*** Block opens ***

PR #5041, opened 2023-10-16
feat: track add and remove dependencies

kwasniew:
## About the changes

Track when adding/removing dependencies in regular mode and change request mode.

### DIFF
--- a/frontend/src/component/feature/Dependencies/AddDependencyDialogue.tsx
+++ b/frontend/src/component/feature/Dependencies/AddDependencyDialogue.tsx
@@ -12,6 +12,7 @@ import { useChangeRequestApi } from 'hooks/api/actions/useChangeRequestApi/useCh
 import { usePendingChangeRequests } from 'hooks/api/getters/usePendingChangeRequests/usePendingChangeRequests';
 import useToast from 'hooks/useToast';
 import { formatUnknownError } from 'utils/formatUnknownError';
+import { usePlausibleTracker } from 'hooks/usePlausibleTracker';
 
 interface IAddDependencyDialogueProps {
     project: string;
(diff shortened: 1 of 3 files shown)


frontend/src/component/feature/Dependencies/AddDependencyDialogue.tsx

*** Block closes ***
*** Block opens ***

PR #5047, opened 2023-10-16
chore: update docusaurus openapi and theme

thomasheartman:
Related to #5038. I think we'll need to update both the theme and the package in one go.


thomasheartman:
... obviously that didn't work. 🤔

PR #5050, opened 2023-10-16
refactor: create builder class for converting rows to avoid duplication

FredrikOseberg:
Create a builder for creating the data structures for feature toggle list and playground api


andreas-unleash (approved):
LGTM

*** Block closes ***
*** Block opens ***

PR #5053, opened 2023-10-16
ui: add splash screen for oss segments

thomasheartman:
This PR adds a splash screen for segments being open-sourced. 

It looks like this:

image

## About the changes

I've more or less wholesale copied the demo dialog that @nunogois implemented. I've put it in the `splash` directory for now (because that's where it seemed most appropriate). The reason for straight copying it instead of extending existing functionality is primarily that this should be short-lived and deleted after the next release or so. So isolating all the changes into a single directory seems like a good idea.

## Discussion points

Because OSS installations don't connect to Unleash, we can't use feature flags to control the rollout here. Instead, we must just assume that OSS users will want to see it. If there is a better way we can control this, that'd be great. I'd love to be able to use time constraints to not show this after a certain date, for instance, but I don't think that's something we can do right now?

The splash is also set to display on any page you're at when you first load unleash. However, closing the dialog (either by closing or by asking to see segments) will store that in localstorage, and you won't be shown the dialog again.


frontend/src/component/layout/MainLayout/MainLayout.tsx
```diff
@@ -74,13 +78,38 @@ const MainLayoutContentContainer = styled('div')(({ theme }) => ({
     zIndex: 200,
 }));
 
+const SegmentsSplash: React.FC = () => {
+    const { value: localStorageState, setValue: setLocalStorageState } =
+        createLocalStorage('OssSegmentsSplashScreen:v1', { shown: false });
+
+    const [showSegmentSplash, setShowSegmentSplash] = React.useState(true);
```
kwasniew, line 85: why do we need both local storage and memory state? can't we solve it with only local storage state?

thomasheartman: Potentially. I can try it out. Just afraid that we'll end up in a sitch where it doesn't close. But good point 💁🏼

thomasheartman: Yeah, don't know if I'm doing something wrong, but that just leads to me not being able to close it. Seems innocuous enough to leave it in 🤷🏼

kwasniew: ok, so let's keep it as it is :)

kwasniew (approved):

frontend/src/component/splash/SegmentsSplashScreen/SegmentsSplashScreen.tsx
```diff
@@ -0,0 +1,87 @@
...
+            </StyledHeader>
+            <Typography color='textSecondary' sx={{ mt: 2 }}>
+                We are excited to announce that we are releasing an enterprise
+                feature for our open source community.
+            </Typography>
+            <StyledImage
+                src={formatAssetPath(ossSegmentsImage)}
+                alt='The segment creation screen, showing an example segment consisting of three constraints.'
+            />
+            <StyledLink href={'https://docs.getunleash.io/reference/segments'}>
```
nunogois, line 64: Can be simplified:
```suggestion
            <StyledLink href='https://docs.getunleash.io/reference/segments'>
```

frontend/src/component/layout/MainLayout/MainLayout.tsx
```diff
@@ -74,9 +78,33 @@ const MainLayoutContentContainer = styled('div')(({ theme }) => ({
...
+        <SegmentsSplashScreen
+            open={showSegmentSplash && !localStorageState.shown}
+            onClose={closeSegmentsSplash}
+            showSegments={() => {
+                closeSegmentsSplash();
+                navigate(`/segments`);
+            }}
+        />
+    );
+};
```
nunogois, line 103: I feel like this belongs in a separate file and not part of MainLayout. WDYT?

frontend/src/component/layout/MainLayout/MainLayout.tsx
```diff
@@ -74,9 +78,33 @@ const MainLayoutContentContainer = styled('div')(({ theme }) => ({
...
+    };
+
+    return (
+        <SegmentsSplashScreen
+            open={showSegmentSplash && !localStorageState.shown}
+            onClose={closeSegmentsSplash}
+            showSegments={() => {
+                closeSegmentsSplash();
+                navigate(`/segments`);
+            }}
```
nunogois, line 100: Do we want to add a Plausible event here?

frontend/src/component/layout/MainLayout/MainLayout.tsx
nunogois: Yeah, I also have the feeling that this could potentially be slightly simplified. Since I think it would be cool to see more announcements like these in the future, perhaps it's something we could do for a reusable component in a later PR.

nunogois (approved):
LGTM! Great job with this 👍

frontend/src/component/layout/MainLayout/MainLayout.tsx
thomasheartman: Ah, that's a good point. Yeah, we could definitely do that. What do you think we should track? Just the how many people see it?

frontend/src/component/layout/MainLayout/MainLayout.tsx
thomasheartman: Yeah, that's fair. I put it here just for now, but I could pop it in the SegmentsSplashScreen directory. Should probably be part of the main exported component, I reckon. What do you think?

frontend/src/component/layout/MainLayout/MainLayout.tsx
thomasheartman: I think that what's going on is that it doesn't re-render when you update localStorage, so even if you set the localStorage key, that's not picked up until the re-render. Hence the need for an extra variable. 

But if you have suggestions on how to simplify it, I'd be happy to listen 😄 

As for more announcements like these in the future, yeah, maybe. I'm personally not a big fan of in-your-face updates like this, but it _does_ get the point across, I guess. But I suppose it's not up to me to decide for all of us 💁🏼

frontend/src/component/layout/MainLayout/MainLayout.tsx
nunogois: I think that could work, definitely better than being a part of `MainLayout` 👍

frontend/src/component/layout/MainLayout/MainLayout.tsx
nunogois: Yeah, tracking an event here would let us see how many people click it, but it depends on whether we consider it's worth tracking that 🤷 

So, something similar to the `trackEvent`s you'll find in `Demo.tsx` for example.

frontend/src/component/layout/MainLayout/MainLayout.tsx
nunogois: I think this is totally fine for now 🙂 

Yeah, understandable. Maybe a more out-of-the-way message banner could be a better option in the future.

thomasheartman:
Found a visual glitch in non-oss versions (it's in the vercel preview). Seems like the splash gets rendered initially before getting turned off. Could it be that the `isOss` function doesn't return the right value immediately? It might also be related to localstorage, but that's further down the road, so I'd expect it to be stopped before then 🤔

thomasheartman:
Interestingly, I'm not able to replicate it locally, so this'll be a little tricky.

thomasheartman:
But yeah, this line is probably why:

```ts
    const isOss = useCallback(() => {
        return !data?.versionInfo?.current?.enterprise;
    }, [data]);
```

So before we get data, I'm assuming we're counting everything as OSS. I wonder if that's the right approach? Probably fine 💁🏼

*** Block closes ***

About this exercise: Your answer is only the number of lines in the listing above that include the string "right".

Response below: 3